Stored data
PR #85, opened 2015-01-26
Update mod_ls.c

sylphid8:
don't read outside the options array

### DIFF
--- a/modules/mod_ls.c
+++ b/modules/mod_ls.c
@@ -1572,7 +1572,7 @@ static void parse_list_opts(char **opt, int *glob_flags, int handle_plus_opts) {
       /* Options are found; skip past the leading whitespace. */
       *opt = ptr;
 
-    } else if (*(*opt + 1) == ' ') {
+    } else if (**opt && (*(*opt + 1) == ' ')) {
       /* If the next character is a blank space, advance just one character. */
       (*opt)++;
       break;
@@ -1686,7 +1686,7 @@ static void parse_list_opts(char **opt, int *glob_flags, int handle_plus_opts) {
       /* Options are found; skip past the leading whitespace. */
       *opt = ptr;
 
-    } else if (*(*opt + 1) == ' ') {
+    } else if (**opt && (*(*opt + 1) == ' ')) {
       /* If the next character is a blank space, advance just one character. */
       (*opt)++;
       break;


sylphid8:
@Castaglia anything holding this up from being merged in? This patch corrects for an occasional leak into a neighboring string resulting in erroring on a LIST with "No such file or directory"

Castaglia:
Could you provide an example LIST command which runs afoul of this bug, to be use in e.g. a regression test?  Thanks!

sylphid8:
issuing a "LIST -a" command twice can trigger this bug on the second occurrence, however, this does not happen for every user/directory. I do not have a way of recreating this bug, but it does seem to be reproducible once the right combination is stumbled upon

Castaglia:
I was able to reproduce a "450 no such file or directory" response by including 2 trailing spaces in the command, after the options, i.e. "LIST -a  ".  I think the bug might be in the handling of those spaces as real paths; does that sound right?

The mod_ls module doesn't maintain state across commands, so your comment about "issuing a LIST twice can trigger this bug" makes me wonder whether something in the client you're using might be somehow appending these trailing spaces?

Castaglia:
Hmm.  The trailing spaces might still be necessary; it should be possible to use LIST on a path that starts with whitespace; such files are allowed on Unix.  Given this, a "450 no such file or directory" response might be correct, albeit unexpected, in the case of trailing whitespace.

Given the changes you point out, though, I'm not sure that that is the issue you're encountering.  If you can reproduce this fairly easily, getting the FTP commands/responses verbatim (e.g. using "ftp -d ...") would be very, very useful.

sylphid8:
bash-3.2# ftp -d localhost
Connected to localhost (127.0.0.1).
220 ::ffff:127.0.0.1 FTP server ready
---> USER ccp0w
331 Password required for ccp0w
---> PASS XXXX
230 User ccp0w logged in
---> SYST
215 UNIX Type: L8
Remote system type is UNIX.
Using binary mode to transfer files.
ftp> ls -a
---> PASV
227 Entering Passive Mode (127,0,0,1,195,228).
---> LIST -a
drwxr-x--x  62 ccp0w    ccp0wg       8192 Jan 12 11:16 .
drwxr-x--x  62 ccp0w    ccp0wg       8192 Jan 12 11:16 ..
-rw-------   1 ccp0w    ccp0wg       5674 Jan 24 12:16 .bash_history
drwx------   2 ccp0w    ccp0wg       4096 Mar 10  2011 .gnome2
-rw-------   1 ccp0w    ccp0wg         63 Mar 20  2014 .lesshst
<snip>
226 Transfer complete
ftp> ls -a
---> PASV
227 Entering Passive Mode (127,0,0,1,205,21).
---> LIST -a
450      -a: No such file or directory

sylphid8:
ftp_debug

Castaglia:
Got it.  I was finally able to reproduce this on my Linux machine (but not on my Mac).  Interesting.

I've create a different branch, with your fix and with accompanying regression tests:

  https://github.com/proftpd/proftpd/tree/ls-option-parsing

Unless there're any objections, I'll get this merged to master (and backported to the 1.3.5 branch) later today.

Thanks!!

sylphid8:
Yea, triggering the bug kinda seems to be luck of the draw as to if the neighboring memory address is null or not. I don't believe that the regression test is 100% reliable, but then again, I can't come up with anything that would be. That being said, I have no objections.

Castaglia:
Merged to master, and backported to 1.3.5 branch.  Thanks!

---

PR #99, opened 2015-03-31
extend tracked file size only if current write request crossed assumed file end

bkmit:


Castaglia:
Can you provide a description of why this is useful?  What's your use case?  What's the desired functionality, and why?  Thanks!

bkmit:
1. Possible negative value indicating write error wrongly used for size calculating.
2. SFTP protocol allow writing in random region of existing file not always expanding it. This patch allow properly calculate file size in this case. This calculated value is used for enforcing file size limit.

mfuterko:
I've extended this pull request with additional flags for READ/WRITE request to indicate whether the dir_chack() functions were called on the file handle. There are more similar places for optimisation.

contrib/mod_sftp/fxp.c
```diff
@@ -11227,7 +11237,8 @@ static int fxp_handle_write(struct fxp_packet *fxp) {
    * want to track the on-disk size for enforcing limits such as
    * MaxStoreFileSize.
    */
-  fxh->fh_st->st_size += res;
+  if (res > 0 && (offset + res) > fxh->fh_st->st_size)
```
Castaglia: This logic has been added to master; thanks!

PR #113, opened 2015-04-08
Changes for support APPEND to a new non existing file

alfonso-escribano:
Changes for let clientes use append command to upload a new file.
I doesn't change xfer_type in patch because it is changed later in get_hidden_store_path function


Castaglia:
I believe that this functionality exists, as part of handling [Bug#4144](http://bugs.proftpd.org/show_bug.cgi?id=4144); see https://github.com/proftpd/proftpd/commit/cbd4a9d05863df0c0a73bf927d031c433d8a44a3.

**Task item:** Above are the records. Copy the lines beginning at the one that has "331 Password required for ccp0w" and ending with the one that has "Merged to master, and", unchanged.

**Solution to this exercise:**
331 Password required for ccp0w
---> PASS XXXX
230 User ccp0w logged in
---> SYST
215 UNIX Type: L8
Remote system type is UNIX.
Using binary mode to transfer files.
ftp> ls -a
---> PASV
227 Entering Passive Mode (127,0,0,1,195,228).
---> LIST -a
drwxr-x--x  62 ccp0w    ccp0wg       8192 Jan 12 11:16 .
drwxr-x--x  62 ccp0w    ccp0wg       8192 Jan 12 11:16 ..
-rw-------   1 ccp0w    ccp0wg       5674 Jan 24 12:16 .bash_history
drwx------   2 ccp0w    ccp0wg       4096 Mar 10  2011 .gnome2
-rw-------   1 ccp0w    ccp0wg         63 Mar 20  2014 .lesshst
<snip>
226 Transfer complete
ftp> ls -a
---> PASV
227 Entering Passive Mode (127,0,0,1,205,21).
---> LIST -a
450      -a: No such file or directory

sylphid8:
ftp_debug

Castaglia:
Got it.  I was finally able to reproduce this on my Linux machine (but not on my Mac).  Interesting.

I've create a different branch, with your fix and with accompanying regression tests:

  https://github.com/proftpd/proftpd/tree/ls-option-parsing

Unless there're any objections, I'll get this merged to master (and backported to the 1.3.5 branch) later today.

Thanks!!

sylphid8:
Yea, triggering the bug kinda seems to be luck of the draw as to if the neighboring memory address is null or not. I don't believe that the regression test is 100% reliable, but then again, I can't come up with anything that would be. That being said, I have no objections.

Castaglia:
Merged to master, and backported to 1.3.5 branch.  Thanks!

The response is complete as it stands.